We thank you for your comments for their comments! We would like to clarify the following important points:

[Main contribution] Our primary contribution is the elimination of the weakest point in LLM-based text-to-SQL methods: reasoning about database constraints. We propose utilizing powerful automated reasoner tools to perform such reasoning. To the best of our knowledge, none of the existing methods provide this capability, which is crucial for large databases with complex relationships.

[Database patterns] In this work, we assume that the text-to-SQL developer has to specify database patterns, like many-to-many, snowflake, lookup, etc. It is a reasonable assumption for many SaaS services where the service provider runs data analytics on behalf of customers, for example.

[Performance overhead] Our method does require solving CSP and building an intermediate view table. However, the overhead of both these steps is negligible in practice.

Solving CSP is very fast because it is a small and underconstrained model, which can be easily handled by any modern solver (in less than a second).
The view we build is not materialized. Instead, it serves as a sub-query to the final database query. This enables the database query planner to apply standard optimizations such as predicate pushdown to execute the final query efficiently.

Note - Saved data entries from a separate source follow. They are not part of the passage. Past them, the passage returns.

PR #211, opened 2021-09-30
Uninstall aiidalab package from user site if present.

csadorf:
To prevent that it interferes with the system package.

Related to https://github.com/aiidalab/aiidalab/issues/220 .

### DIFF
--- a/opt/prepare-aiidalab.sh
+++ b/opt/prepare-aiidalab.sh
@@ -96,3 +96,11 @@ find -L /home/${SYSTEM_USER} -maxdepth 3 -name apps_meta.sqlite -delete
 
 # Remove old temporary notebook files.
 find -L /home/${SYSTEM_USER}/apps -maxdepth 2 -type f -name .*.ipynb -delete
+
+# Uninstall aiidalab from user packages (if present).
+# Would otherwise interfere with the system package.
+USER_AIIDALAB_PACKAGE="$(/opt/conda/bin/python -c 'import site; print(site.USER_SITE)')/aiidalab"
+if [ -e ${USER_AIIDALAB_PACKAGE} ]; then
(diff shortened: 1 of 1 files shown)


yakutovicha:
@csadorf, can you rebase the branch on top of develop, please? Currently, it requires aiida-core:1.6.5

csadorf:
> @csadorf, can you rebase the branch on top of develop, please? Currently, it requires aiida-core:1.6.5

Sorry about that, done.

yakutovicha (commented):
Ok, the proposed change worked for me.

This means if a package was installed in the user's environment - everything worked.

At the same time, if the use of the `aiidalab` package was configured by the `aiidalab-dev` tool - it won't be overritten. Is it what we want? Or do we maybe always want to update the link to the home package at the container startup?

csadorf:
> At the same time, if the use of the `aiidalab` package was configured by the `aiidalab-dev` tool - it won't be overritten. Is it what we want? Or do we maybe always want to update the link to the home package at the container startup?

I would think that this is a very specific case in which one would hope that the user (developer) knows what they are doing. Here I am merely trying to prevent the current issue, that the aiidalab package was inadvertently installed into the user space and thus breaks the whole environment.

That said, I am not necessarily against resetting the link on start-up.

yakutovicha:
> I would think that this is a very specific case in which one would hope that the user (developer) knows what they are doing. Here I am merely trying to prevent the current issue, that the aiidalab package was inadvertently installed into the user space and thus breaks the whole environment.
> 
> That said, I am not necessarily against resetting the link on start-up.

I am also not sure which is the best route to take here. But since there is no choice that is clearly better, I believe we should keep things as they are for the moment.

yakutovicha (approved):

PR #213, opened 2021-10-05
Do not make the apps/ folder Python importable.

csadorf:


yakutovicha (approved):
Thanks, @csadorf. I agree, that we should forbid any imports that include `apps` in it since the applications are now installed with standard python tools.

We would like to emphasize that formal reasoning about a set of logical constraints will remain beyond reach of LLMs in the near future. For example, there is no evidence to suggest that LLMs can replace automated reasoners, such as SAT, SMT, and CSP solvers. Therefore, logical reasoning must be performed by specialized solvers for text2sql tools to be useful in practice.

最终决定Reject

2024-09-25

While the paper presents a novel approach to an important problem, the significant weaknesses in presentation, clarity, and some concerns about the technical depth and practical applicability of the method outweigh the strengths in the area of database constraint reasoning. Even though the authors argue that those issues can mostly be fixed with moderate effort, another round of reviews would be needed to assess whether such modifications meet the very high quality bar of NeurIPS. Given these issues, I recommend rejecting the paper.